Tuesday, August 02, 2016

Large networks of pharmacies ignore the crisis and advance 4% in 1st half

Sao Paulo-the big networks of drugstores surf in the crisis, and show the resilience of the sector. In the first half of this year the 28 largest of branch had nominal growth of 12.6% in turnover. Considering the effects of inflation, this high enough to the 4%-still a significant value on the current recessive scenario.
Data from the Brazilian Association of Pharmacies and Drugstores (Abrafarma), uniquely by INN advance, show an increase mainly in generic categories and not medicines, which advanced 12.86 percent and 11.95%, respectively, on a high of 9.05% for medicines (in nominal terms). Despite the expansion in turnover in relation to the number of units sold, the increase was a little more shy, 2.93%, 1.08 billion of products being marketed in the period. "The high turnover was pulled by rising prices, and sell in more quantity items with higher value," the Chief Executive Officer of Abrafarma, Sérgio Mena Barreto.
About the stronger expansion of generics, the Executive points out that this was always a gamble. "We have this policy to work preferably with generics, so much so that in units sold, they already represent 24% of the total," says, that, when it comes to billing, the representativeness of the category drops to 17%.
Not so good for everyone
This strong expansion of the networks associated with Abrafarma, however, does not represent the reality of the entire sector. "What is happening is a growth pulled by the major networks. The Independents have not grown as much as we do. "
The Executive he credits such high expressive of the majors to two factors: first, the fact that they have their own distribution systems-which ensures that there is no stockout. "In this sector, having no rupture is critical. If a consumer goes to a pharmacy with a list of five products, and is not one of the items, he will find another store. "

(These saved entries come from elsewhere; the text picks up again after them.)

PR #3729, opened 2021-04-18
Rename blend color to blend constants

kvark:
"color" is an overloaded term. Constants is what Vulkan calls it, and it matches our blend factor variants.
PR checklist:


cwfitzgerald (approved):
bors r+

PR #3731, opened 2021-04-18
macos: Set layerContentsPlacement to topleft

scoopr:


scoopr:
One weird thing I noticed, that when dragging a window between hidpi and lodpi screens, it tries to animate the change in scale, which I find weird. And I'm not sure how to disable, as I don't know around what I could do the CATransation. But it is a really minor thing.

src/backend/metal/src/lib.rs
```diff
@@ -338,7 +338,17 @@ impl GfxManagedMetalLayerDelegate {
             }
             decl.register();
         });
-        GfxManagedMetalLayerDelegate(Class::get(CAML_DELEGATE_CLASS).unwrap())
+        let klass = Class::get(CAML_DELEGATE_CLASS).unwrap();
+        let obj = unsafe { msg_send![klass, new] };
```
kvark, line 342: nice catch!

src/backend/metal/src/lib.rs
```diff
@@ -338,7 +338,17 @@ impl GfxManagedMetalLayerDelegate {
...
+        GfxManagedMetalLayerDelegate(obj)
+    }
+}
+
+impl Drop for GfxManagedMetalLayerDelegate {
+    fn drop(&mut self) {
+        unsafe {
+            let () = msg_send![self.0, release];
+        };
```
kvark, line 351: extra ";"

src/backend/metal/src/lib.rs
```diff
@@ -418,6 +428,16 @@ impl Instance {
             layer
         };
 
+        // Set set top-left layer placement, so that resizing the window
+        // doesn't result in stretching, which combined with newly rendered
+        // frames results in jerky movement.
+        #[allow(non_upper_case_globals)]
+        const NSViewLayerContentsPlacementTopLeft: i32 = 11;
```
kvark, line 435: I'm a bit concerned about this path. The view is something controlled by the client, not us. We should try to do minimum changes, if any, to that view. Is it reasonable to say that this should be a `winit` problem? Or basically, whoever actually manages the `NSView`, while gfx-rs shouldn't be that person.

kvark (changes requested):
Thank you for making this!

src/backend/metal/src/lib.rs
scoopr: now, I agree that winit should be setting the placement, but last time I tried, it didn't work, so I figured it is something about the layer within the view, and not the view itself.

I can do more tests with winit setting it too, but it'll take some time until I can get to it

kvark: thanks! if there is something we are missing here, we'd need to know, what it is.
Note that this issue doesn't need to block gfx-0.8, since it's not an API breaking fix.

scoopr:
How about this?

Though I was thinking of making the layer delegate a proper instance anyway, with the idea that it would actually return NO, but set the contentScale directly itself and then call out for the layer/view `display` method, if that would route through the winit to actually draw the layer at that point. But it may be that this is such small corner-case that it doesn't matter.

src/backend/metal/src/lib.rs
```diff
@@ -421,6 +421,14 @@ impl Instance {
             layer
         };
 
+
+        extern "C" {
```
kvark, line 425: let's move this to the top level, perhaps? it's good to see all extern declarations in one place

kvark (commented):
Looks good! Just one note

kvark (approved):
Thank you!
bors r+

PR #3732, opened 2021-04-19
[metal] integrate profiling

kvark:
This should help us look at the performance as a whole, and also compare spirv-cross to Naga shader paths.


kvark:
This should be harmless.
bors r+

He goes on to explain that the rupture rate in large networks is approximately 12%, while in the small pharmacies reaches 50%. In other words, every ten products, lack a grids, while small enough to Miss five items.
In addition, the second aspect that contributes to this strong growth of large is the structure of the stores. "We won independent networks also by the size of the units. The service level is much higher, in terms of choices of brands and product mix ", he adds.
The largest
To ensure this broad mix without breaking, invest in distribution systems is essential. Example, the streak-the country''s largest network Drogasil with 1,330 units-recently opened its ninth distribution center (DC). "The inauguration of this new CD in Pernambuco removes a very important expansion bottleneck. With a local CD we have achieved a significant improvement of the service level, and this is reflected in sales, "he said in Conference call the investor relations officer, Eugène De Zagottis.
The company saw in the second quarter of this year high of 44.6% in net profit in the year-to-year comparison, registering R$ 157,800,000 gain. Net sales advanced 25% over the same period. "We had too high gross margin, which rose 1.3 percentage point, leveraged a lot by the price increase of 12 percent," he said.
According to him, this is the best quarterly result in the history of Drogasil Streak. Proof of the company''s optimism was the expansion of the guidance for the store openings during the year, which went from 165 to 200 units. The forecast for 2017 was also revised, from 195 to 200 stores new operations in the country.
To pay less, third largest of Brazil, also showed growth in sales in the first half of this year, which have advanced by about 22%, in comparison with the same period last year and according to the company. In addition, during this period were opened 69 new units, which led the company to almost 900 stores. Until 2017, the forecast is to reach 1000 points of sale.